Stored data entries
◇ ◇ ◇ ◇

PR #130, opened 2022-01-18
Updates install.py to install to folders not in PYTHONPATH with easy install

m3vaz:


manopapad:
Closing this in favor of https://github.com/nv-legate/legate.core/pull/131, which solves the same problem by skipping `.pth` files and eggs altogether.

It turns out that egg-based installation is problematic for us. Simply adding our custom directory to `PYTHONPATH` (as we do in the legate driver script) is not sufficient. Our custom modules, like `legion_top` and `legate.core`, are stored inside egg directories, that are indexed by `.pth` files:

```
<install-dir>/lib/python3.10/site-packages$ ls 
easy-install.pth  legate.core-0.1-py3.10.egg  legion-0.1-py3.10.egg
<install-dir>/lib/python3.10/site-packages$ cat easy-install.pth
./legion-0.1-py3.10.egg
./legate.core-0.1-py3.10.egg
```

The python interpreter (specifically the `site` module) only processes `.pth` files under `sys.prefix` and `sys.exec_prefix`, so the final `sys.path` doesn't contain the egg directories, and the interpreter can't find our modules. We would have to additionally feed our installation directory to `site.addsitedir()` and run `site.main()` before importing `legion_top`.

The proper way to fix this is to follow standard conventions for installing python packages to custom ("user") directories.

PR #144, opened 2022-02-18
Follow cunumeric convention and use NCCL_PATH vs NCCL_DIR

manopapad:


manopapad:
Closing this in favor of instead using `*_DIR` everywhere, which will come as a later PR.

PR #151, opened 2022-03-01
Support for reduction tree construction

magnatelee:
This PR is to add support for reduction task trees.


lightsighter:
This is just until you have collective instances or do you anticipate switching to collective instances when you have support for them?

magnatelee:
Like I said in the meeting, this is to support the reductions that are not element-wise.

◇ ◇ ◇ ◇

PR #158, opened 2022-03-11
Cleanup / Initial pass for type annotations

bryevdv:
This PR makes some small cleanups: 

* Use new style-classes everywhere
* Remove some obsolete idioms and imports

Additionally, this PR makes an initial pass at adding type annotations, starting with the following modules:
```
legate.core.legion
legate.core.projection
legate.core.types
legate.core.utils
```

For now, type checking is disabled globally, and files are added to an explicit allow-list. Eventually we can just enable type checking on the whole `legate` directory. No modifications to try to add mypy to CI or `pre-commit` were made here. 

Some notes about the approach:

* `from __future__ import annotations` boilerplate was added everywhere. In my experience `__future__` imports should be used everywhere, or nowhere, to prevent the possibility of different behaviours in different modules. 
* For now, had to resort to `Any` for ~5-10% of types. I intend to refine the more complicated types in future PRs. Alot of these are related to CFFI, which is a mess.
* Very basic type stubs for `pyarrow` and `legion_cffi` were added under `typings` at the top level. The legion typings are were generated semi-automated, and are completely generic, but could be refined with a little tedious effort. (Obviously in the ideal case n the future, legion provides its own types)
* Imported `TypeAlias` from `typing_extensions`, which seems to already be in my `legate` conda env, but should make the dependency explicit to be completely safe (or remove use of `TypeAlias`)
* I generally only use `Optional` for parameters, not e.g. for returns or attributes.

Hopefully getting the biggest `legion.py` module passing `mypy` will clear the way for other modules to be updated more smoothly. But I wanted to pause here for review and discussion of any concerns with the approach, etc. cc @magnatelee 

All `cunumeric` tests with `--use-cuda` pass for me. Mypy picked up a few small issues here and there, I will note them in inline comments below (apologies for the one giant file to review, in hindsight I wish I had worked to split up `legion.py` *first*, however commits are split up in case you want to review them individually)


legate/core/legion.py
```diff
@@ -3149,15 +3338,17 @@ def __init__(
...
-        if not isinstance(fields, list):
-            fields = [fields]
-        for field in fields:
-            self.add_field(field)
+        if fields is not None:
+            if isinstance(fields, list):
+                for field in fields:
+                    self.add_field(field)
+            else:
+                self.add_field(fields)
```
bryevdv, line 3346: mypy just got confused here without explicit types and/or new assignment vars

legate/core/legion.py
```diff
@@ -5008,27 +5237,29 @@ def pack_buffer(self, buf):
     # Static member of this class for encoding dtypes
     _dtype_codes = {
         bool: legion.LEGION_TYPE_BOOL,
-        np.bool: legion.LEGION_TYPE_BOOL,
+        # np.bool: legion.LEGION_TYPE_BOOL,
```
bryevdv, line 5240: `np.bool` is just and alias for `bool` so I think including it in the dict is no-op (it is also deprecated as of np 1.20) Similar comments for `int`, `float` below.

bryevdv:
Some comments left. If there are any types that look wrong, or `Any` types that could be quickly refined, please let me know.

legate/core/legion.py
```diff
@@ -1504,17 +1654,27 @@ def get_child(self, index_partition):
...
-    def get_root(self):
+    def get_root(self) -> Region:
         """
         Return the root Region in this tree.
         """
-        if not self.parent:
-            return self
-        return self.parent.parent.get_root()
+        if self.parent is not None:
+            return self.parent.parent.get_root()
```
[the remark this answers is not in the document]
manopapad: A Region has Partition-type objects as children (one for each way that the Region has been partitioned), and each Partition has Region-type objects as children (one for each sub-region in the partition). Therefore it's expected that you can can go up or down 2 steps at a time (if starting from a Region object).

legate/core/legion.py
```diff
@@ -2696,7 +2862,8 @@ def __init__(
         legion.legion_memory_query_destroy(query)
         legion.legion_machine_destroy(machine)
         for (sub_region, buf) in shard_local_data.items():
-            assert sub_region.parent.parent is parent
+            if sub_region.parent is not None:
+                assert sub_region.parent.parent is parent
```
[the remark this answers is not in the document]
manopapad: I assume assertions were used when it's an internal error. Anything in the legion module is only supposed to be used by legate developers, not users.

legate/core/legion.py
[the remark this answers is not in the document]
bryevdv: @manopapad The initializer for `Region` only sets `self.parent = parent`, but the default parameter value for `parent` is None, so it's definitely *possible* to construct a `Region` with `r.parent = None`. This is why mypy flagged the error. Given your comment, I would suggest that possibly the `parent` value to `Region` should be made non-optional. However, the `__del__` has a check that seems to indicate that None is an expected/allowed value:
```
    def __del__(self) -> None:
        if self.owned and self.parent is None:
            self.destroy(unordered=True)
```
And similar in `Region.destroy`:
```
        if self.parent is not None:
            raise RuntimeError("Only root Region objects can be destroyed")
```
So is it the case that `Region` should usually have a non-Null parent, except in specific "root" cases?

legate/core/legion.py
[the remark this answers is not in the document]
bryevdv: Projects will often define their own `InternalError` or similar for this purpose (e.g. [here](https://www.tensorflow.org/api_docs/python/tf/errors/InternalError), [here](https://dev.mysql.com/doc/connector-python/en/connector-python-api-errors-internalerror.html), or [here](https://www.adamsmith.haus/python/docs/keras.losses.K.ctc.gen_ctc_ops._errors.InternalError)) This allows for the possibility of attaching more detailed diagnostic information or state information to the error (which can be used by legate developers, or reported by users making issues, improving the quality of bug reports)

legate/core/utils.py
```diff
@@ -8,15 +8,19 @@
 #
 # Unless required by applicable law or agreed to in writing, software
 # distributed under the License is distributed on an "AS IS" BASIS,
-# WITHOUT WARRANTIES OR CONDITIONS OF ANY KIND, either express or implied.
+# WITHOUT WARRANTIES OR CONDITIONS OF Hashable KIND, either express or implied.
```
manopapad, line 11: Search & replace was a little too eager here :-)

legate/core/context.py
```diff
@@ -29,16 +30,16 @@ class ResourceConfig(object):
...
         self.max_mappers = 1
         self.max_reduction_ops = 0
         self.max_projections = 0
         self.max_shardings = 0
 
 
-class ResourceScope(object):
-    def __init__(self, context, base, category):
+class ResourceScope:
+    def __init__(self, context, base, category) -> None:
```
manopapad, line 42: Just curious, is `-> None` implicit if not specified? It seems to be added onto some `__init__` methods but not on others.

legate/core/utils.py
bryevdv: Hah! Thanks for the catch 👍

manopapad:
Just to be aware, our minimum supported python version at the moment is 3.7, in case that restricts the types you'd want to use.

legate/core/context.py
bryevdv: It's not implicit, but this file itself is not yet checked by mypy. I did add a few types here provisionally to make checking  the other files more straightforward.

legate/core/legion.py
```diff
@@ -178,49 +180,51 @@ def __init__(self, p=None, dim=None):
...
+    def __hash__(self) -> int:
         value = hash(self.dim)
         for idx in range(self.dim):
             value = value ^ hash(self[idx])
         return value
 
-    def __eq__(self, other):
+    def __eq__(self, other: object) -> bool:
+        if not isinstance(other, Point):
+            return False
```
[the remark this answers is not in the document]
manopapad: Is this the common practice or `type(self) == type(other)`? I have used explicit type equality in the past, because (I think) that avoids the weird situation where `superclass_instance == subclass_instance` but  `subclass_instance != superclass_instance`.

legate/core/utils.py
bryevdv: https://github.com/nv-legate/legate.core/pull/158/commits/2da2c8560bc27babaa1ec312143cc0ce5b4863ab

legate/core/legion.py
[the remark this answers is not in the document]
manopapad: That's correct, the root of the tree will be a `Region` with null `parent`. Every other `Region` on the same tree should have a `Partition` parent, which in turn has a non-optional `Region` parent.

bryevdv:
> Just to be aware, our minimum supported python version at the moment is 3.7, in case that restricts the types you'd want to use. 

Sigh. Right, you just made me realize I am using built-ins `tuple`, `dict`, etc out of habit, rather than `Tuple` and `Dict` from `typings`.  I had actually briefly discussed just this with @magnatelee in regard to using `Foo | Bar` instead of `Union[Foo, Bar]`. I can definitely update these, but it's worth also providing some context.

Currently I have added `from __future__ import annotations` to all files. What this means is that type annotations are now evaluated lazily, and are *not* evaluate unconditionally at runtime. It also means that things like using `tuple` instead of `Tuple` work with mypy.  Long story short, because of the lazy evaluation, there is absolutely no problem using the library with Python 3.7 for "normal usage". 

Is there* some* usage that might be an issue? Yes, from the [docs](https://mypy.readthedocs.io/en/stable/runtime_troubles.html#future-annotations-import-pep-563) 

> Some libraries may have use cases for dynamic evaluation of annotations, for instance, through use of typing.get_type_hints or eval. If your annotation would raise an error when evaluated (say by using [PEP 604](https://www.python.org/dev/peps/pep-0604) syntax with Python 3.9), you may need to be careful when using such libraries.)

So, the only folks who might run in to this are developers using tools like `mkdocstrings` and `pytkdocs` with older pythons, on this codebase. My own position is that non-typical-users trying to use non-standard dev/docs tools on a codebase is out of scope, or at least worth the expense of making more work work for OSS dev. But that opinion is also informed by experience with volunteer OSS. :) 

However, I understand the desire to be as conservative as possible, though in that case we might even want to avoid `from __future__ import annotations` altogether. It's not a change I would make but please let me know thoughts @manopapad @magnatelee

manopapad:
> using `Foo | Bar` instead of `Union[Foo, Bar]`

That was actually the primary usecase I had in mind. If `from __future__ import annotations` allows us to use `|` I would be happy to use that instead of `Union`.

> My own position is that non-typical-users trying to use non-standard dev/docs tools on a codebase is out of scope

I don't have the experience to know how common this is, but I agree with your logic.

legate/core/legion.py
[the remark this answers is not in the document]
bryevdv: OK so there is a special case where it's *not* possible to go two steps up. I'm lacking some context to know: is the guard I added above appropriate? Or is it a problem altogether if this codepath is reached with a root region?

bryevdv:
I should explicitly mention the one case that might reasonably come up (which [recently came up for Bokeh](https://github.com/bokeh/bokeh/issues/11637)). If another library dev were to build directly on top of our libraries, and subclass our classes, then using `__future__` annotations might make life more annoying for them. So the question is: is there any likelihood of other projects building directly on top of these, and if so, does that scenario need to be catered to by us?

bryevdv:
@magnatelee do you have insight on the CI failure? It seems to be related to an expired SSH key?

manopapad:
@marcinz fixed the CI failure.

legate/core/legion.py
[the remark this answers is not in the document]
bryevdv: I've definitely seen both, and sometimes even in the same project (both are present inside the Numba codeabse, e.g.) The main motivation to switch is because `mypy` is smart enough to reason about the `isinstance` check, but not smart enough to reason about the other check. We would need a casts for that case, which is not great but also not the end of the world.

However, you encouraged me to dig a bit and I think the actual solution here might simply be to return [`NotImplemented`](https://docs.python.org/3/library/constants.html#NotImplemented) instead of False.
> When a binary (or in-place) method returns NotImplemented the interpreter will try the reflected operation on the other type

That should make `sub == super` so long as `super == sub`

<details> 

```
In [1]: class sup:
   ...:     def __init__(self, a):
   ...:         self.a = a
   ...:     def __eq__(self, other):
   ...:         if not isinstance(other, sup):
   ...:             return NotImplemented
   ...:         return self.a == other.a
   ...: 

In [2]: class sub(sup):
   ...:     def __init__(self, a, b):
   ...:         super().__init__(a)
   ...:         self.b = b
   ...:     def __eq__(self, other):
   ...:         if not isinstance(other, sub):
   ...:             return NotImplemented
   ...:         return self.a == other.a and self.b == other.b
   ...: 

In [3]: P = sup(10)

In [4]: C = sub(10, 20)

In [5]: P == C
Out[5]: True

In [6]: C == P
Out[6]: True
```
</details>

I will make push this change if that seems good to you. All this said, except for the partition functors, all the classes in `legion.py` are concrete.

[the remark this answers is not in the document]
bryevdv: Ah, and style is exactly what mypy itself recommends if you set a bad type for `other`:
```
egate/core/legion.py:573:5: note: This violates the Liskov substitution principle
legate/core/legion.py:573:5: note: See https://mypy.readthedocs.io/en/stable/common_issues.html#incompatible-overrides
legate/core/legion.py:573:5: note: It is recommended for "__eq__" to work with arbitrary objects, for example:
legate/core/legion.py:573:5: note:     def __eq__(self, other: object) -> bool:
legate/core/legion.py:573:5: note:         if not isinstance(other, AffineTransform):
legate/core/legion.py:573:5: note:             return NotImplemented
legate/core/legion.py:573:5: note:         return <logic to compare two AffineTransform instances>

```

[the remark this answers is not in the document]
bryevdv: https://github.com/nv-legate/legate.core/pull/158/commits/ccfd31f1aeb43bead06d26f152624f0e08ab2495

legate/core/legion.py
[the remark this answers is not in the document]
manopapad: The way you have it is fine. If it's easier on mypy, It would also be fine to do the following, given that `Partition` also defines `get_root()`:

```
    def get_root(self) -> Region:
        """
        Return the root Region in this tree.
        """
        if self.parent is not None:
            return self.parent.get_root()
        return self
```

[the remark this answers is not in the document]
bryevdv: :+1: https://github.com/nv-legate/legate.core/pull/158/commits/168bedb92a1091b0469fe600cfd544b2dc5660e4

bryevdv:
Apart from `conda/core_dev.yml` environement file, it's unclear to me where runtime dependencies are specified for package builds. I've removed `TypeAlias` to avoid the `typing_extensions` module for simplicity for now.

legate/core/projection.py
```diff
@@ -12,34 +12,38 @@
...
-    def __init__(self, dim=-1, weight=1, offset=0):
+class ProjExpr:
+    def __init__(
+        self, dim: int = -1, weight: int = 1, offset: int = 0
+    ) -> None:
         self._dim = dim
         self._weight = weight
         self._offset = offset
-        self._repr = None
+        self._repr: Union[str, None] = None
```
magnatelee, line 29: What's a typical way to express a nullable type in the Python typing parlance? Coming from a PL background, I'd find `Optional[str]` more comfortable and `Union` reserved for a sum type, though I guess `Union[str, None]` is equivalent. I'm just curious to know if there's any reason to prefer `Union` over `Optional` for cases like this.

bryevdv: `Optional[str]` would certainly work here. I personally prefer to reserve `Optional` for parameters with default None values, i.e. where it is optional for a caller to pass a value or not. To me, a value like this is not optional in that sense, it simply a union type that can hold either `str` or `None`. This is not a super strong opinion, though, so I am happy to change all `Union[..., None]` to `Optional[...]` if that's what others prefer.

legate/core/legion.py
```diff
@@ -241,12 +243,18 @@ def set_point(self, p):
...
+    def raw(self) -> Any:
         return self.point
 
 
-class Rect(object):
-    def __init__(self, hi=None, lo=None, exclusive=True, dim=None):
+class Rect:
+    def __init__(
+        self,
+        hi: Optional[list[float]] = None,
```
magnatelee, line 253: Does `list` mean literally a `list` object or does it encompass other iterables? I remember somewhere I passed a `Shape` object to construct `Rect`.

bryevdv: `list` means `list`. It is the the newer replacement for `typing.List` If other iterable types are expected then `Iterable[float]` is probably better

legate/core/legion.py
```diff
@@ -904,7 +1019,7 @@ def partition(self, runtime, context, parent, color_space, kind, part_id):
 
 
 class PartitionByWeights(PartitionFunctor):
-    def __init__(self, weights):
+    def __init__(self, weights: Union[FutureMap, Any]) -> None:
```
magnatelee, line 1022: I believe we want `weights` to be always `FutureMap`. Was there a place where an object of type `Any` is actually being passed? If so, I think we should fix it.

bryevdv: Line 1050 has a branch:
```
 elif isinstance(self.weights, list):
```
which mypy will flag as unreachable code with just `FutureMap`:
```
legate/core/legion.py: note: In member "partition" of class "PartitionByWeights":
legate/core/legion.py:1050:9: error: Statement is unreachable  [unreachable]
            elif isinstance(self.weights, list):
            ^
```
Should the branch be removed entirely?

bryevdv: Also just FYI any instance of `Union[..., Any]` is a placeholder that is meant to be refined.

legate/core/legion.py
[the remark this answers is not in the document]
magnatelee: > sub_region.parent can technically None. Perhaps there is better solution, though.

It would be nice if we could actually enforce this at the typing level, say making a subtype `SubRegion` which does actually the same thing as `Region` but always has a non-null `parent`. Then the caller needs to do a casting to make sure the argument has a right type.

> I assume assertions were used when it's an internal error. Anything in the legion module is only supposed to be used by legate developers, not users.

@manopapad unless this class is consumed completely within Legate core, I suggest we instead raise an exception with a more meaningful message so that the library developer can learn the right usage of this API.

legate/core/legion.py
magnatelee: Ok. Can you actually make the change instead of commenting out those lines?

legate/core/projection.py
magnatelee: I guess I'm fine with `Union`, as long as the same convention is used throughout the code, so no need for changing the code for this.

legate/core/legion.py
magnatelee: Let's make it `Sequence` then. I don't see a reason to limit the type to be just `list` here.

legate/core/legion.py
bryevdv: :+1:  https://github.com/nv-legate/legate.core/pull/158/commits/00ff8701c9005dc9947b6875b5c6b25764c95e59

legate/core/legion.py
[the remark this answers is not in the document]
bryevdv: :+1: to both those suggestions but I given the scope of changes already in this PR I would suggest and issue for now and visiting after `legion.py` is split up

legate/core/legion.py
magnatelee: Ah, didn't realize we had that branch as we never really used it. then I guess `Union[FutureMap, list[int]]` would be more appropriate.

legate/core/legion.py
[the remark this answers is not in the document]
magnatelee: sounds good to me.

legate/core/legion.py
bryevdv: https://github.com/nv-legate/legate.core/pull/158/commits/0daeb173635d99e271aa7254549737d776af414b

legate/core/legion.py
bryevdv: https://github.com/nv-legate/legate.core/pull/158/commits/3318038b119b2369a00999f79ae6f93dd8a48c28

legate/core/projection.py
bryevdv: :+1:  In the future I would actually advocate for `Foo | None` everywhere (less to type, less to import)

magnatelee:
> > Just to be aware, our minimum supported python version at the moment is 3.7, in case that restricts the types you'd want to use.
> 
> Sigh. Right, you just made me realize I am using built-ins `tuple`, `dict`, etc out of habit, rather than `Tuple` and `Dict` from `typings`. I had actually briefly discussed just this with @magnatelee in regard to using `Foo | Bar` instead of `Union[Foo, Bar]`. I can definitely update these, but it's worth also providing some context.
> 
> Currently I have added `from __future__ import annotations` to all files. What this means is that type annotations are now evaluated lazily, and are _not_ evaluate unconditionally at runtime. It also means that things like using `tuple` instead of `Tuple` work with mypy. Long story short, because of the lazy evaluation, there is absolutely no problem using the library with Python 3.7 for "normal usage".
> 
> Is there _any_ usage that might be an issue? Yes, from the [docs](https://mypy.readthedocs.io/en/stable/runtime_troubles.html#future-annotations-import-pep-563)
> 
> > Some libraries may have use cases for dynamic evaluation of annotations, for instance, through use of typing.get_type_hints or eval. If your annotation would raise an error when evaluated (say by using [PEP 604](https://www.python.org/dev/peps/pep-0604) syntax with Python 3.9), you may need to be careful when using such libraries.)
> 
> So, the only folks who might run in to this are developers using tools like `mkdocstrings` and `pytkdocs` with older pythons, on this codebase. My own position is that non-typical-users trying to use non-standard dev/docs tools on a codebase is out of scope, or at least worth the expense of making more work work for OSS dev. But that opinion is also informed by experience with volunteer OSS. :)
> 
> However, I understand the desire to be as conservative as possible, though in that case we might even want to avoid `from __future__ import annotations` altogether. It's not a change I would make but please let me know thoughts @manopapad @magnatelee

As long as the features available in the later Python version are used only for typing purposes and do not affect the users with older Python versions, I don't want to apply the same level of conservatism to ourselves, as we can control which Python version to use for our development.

◇ ◇ ◇ ◇

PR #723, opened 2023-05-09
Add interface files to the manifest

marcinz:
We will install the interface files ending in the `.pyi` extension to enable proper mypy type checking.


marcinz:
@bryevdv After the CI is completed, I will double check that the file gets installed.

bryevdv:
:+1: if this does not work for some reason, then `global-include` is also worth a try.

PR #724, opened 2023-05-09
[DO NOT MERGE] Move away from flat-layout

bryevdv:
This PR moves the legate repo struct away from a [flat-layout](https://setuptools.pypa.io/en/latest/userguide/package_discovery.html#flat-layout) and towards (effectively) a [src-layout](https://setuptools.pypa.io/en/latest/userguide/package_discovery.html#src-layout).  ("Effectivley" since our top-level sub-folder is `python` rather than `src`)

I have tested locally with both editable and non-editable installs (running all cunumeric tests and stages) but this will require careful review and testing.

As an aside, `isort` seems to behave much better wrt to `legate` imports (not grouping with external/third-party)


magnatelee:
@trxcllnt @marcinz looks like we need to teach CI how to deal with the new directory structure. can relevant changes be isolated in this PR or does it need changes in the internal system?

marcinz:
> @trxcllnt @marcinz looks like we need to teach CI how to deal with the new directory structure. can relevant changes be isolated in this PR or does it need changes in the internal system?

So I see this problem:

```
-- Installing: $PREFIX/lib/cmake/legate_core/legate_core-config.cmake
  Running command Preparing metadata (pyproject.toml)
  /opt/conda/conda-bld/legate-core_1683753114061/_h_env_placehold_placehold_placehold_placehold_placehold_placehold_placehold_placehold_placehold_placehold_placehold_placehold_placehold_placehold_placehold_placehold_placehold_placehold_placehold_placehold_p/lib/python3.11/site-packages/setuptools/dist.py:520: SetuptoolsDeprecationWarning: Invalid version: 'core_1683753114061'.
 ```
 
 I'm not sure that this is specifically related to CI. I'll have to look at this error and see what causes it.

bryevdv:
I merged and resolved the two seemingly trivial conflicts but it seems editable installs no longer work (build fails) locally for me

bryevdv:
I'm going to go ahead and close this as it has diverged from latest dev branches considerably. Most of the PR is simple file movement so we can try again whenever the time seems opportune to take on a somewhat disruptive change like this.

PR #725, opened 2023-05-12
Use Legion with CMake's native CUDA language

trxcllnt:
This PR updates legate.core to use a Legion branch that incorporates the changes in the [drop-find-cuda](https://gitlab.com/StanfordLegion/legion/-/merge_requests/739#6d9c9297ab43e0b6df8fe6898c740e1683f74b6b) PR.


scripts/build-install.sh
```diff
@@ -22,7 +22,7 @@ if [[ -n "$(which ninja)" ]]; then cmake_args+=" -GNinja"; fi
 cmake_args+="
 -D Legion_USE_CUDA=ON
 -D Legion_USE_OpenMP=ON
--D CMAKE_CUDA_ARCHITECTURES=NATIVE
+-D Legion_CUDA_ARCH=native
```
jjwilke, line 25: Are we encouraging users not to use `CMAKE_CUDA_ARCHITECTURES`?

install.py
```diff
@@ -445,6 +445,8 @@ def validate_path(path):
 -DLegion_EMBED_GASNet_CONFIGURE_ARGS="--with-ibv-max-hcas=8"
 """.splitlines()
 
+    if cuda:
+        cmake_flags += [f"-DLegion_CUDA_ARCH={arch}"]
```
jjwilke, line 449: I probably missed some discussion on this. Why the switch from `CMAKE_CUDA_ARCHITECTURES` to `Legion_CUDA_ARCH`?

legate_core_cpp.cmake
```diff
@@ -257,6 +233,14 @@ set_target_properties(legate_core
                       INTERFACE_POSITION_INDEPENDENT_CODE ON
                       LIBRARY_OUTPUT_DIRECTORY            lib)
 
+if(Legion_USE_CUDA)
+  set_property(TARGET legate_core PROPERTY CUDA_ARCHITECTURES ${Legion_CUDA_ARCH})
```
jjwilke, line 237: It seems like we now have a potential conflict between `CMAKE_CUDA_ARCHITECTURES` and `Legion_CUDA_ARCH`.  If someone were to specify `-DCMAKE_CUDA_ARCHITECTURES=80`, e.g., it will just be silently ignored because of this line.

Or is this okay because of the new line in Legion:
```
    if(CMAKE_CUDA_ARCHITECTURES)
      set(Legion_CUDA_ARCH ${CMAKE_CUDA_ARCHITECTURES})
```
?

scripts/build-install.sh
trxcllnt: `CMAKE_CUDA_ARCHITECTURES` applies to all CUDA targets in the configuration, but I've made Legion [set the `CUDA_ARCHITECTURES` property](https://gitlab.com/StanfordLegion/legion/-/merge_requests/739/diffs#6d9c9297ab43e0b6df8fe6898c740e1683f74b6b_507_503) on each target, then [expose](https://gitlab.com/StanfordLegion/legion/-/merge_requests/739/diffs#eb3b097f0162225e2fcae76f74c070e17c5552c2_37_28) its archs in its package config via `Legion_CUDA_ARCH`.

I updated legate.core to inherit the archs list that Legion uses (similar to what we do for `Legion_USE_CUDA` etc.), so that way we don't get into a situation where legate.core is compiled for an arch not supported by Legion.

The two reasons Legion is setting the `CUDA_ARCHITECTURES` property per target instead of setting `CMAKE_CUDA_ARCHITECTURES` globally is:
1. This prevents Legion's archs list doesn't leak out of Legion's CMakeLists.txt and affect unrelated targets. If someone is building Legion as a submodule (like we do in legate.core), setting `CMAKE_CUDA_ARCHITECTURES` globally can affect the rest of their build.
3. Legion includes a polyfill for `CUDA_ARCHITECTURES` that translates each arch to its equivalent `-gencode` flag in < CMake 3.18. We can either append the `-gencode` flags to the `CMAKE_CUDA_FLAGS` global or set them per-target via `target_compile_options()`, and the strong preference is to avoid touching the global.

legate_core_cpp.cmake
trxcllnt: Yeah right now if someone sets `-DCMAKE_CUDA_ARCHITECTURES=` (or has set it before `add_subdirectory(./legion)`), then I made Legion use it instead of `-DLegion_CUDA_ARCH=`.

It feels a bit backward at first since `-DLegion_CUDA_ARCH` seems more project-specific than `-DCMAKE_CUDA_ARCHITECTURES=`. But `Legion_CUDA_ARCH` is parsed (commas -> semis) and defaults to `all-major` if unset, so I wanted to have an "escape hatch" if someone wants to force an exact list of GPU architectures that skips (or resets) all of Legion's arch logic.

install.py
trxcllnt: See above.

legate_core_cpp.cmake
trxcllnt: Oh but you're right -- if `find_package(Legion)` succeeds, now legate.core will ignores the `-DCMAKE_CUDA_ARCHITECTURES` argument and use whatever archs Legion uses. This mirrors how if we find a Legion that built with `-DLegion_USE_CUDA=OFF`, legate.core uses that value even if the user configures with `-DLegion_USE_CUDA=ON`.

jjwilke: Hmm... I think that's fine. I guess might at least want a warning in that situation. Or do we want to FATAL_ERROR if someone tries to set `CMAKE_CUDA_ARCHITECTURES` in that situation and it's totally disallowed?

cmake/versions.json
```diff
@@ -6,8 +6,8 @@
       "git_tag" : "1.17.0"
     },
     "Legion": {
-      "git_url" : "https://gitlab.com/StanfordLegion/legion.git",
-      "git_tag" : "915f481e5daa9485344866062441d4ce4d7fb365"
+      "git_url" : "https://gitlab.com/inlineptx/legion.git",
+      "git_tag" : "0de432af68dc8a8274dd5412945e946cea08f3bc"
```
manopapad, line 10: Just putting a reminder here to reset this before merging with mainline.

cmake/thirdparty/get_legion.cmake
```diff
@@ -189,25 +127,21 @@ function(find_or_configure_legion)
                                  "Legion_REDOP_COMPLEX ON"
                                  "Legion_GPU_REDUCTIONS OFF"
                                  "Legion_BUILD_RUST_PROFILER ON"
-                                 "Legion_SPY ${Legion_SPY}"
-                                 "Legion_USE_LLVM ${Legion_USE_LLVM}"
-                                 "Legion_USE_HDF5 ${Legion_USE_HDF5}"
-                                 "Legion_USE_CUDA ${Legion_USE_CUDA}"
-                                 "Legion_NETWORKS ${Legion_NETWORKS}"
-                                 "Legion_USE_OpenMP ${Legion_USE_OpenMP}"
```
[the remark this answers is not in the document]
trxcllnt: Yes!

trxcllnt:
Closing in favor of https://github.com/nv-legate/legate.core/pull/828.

◇ ◇ ◇ ◇

§ **WHAT IS REQUIRED**
Your answer should consist solely of the lines above from the line with "PR #130, opened 2022-01-18" to the line with "and eggs altogether.", both included, reproduced exactly.

§ **EXERCISE RESULT**
PR #130, opened 2022-01-18
Updates install.py to install to folders not in PYTHONPATH with easy install

m3vaz:


manopapad:
Closing this in favor of https://github.com/nv-legate/legate.core/pull/131, which solves the same problem by skipping `.pth` files and eggs altogether.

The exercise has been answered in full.